Metadata-Version: 2.1
Name: ScryDatasets
Version: 0.1.0
Summary: A Python library to download datasets created with Scry.
Home-page: https://github.com/sc-govsin/ScryDatasets
Author: Govind Singh
Author-email: govind.singh@scryai.com
Classifier: Programming Language :: Python :: 3
Classifier: Operating System :: OS Independent
Requires-Python: >=3.7
Description-Content-Type: text/markdown
Requires-Dist: PyYAML ==6.0.1
Requires-Dist: pyOpenSSL ==23.3.0
Requires-Dist: pymongo ==3.12.0
Requires-Dist: oci ==2.115.1
Requires-Dist: pandas ==2.2.3
Requires-Dist: tqdm ==4.67.1

# ScryDatasets
## Overview
`ScryDatasets` is a Python library that allows users to easily manage datasets created on the IoT-Sense platform. Users can download datasets they have created, list available datasets, and delete user-uploaded files.

## Installation

To install ScryDatasets, clone the repository and install the dependencies:

```bash
git clone <repository-url>
cd scry_dataset
pip install -r requirements.txt
```
or 
```
pip install git+https://github.com/sc-govsin/ScryDatasets.git@v1.0.3
```
## Configuration

ScryDatasets can be configured using a YAML file. The library will look for the configuration file in the following locations, in order:

1. `~/.datasetmanager/config.yaml` (User's home directory)
2. `/etc/datasetmanager/config.yaml` (System-wide configuration)
3. `config.yaml` (Current working directory)

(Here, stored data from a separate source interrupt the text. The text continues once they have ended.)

PR #24680, opened 2021-02-19
fix: Add phone icon on read only phone fields

shariquerik:
Phone Icon is missing from read_only phone fields.
Before:
image

After:
image

### DIFF
--- a/erpnext/public/js/telephony.js
+++ b/erpnext/public/js/telephony.js
@@ -1,13 +1,16 @@
 frappe.ui.form.ControlData = frappe.ui.form.ControlData.extend( {
 	make_input() {
-		this._super();
+		if(!this.df.read_only) {
+			this._super();
+		}
 		if (this.df.options == 'Phone') {
 			this.setup_phone();
 		}
 	},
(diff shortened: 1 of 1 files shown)


shariquerik:
Dependent Link PR: https://github.com/frappe/frappe/pull/12442

erpnext/public/js/telephony.js
```diff
@@ -1,13 +1,16 @@
 frappe.ui.form.ControlData = frappe.ui.form.ControlData.extend( {
 	make_input() {
-		this._super();
+		if(!this.df.read_only) {
```
leela: Why is this check needed?

shariquerik: > Why is this check needed?

If the field is `read_only` we do not have to make the input. There is two div with class `control-input` and `control-value` if the field is `read_only` the content inside `control-input` should not be created only div with `control-value` should be created and vice versa.

leela (dismissed):
Looks good. Please check sider issues before merging.

nabinhait (approved):

PR #24695, opened 2021-02-22
fix(india): escape for special characters in JSON

ankush:
JSON does not accept special whitespace characters like tab, carriage return, line feed.

JSON.dumps escapes json specific characters.

Ref: https://www.ecma-international.org/wp-content/uploads/ECMA-404_2nd_edition_december_2017.pdf

Related issue: ISS-20-21-09811


nabinhait (approved):

nabinhait:
@ankush Please send another PR to `version-12-hotfix` branch

PR #24701, opened 2021-02-22
fix: item attributes not editable until refresh

shariquerik:
The item attributes under Item master at first are not editable, but after refresh they are editable

Steps to reproduce:

- Go to item list
- Search for a product either through a filter or manually which is a variant
- Open that variant item
- On the top, most of the page the Item template product will be mentioned- Open that
- Go to system attributes, it will not allow editing
- Refresh the page and check the item attributes will be now editable.


marination (approved):

marination:
@shariquerik backport ?

shariquerik:

shariquerik:
Backport PR: https://github.com/frappe/erpnext/pull/24887

PR #24707, opened 2021-02-23
fix: add item taxes at the same times as sales and purchase taxes

FHenry:
Next of  #24276

In france, in domestic sells, there is no use of Sales Taxes as they are implemented into ERPNExt (v12, it was ok in v11), we use now Item Tax.
The only tax on selling goods and service is VAT. It depending of what your selling, not depending of customer :
VAT 5.5% (soft drink, books),VAT 10%(food),VAT 20% (all other product and services)
Let's take an exemple :
When you add an item to quote/order or invoice.
Product A : Price (excl. tax) is 100 € / VAT 20 %
When added to a domestic invoice
Line 1 : Product A (qty 1) : Price (excl. tax) is 100 €, VAT 20% : 20 €, Price (incl. tax) 120 €
At the bottom of invoice Total Price (excl. tax) 100 %, Total VAT 20 % 20€ , Total price (incl. tax) 120 €
VAT is calculated on each line on sum up at the end into a total

This cannot be done with sales taxes, the item tax depends on Item Taxes not Sales Taxes.

At every installation of ERP Next V12, I have to recreate manually Item Tax

Do you want to me suggest another way to do it, like another button, and another item_tax_item.josn files that match this case ?


deepeshgarg007:
@FHenry Please raise the PR on develop branch

PR #24726, opened 2021-02-24
fix: currency symbol in update items

AfshanKhan:
When you choose update items on a submitted purchase order the currency symbol is set to company default. it should be set to supplier/ purchase order default.

The numbers look correct, it is just the symbol. Very confusing for operators.

Before:
Screenshot 2021-02-24 at 2 33 48 PM

After fix:
Screenshot 2021-02-24 at 2 35 15 PM


AfshanKhan:
Backport at https://github.com/frappe/erpnext/pull/24727

PR #24749, opened 2021-02-25

FHenry:


marination (approved):

marination:
@FHenry please send a PR on `version-12-hotfix` and `develop`. `version-12` is a production branch

FHenry:
@marination Thank,'s to take time to review this PR. 
I just create two new PR #24853 AND #24855

As I understand there is no merge by Frappe Team from version-12 into 13 or develop ? When we fix something into a version we must also create another PR into upper version, I'm I right ? Should I do a PR on version-13 also ?

PR #24756, opened 2021-02-26
fix: fetch Material Requests of type Customer Provided  in Stock Entry using Get Items From

sagarvora:
- Added setter for **Material Request Type** with options **Material Transfer**, **Material Issue**, and **Customer Provided**. It needs to be chosen as two types cannot be clubbed together while creating Stock Entry.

You can specify settings such as the default workspace, API keys, and other preferences in this configuration file.

### Sample Configuration

```yaml
storage:
    type: oci
    bucket: ScryDatasets

mongodb:
    database: llm_test_db
    uri: ""
    pem: "/mongo.pem"
    ca: "/rootCA.crt"
oci:
  user: 
  fingerprint: 
  key_file: key.pem
  tenancy: 
  region: 
```

## Example Usage

### Downloading Datasets Created on IoT-Sense Platform
```python
import pandas as pd
from ScryDatasets.dataset_manager import DatasetManager

# Initialize DatasetManager
manager = DatasetManager()

# Download the dataset created from the IoT-platform
# Replace 'Dataset_ABC_28-02-2025T10_55_31' with the actual dataset name

df = manager.download('Dataset_ABC_28-02-2025T10_55_31')
if df is not None:
    print(df.head())
else:
    print("Dataset not found or could not be downloaded.")
```

### Additional Features

#### Uploading a Dataset (Deprecated)
```python
# Create a sample DataFrame
data = {
    'column1': [1, 2, 3],
    'column2': ['a', 'b', 'c']
}
df = pd.DataFrame(data)

# Save the dataset to a CSV file
csv_path = 'sample_dataset.csv'
df.to_csv(csv_path, index=False)

# Upload the dataset
manager = DatasetManager()
dataset_info = manager.upload(csv_path, name='sample_dataset', description='Sample dataset', tags=['sample'])
```

#### Listing All Datasets
```python
datasets = manager.list_datasets()
for ds in datasets:
    print(ds)
```

#### Downloading User-Uploaded Datasets (Deprecated)
```python
df = manager.download_user_uploaded_data('sample_dataset')
```

#### Deleting a Dataset
```python
# Only user-uploaded datasets can be deleted
manager.delete('sample_dataset')
```

## Notes
- **Dataset downloads from the IoT-Sense platform**: Ensure you use the correct dataset name.
- **Deprecation Notice**: The `upload()` and `download_user_uploaded_data()` methods are deprecated.
- **Deletion**: You can only delete datasets that you have uploaded.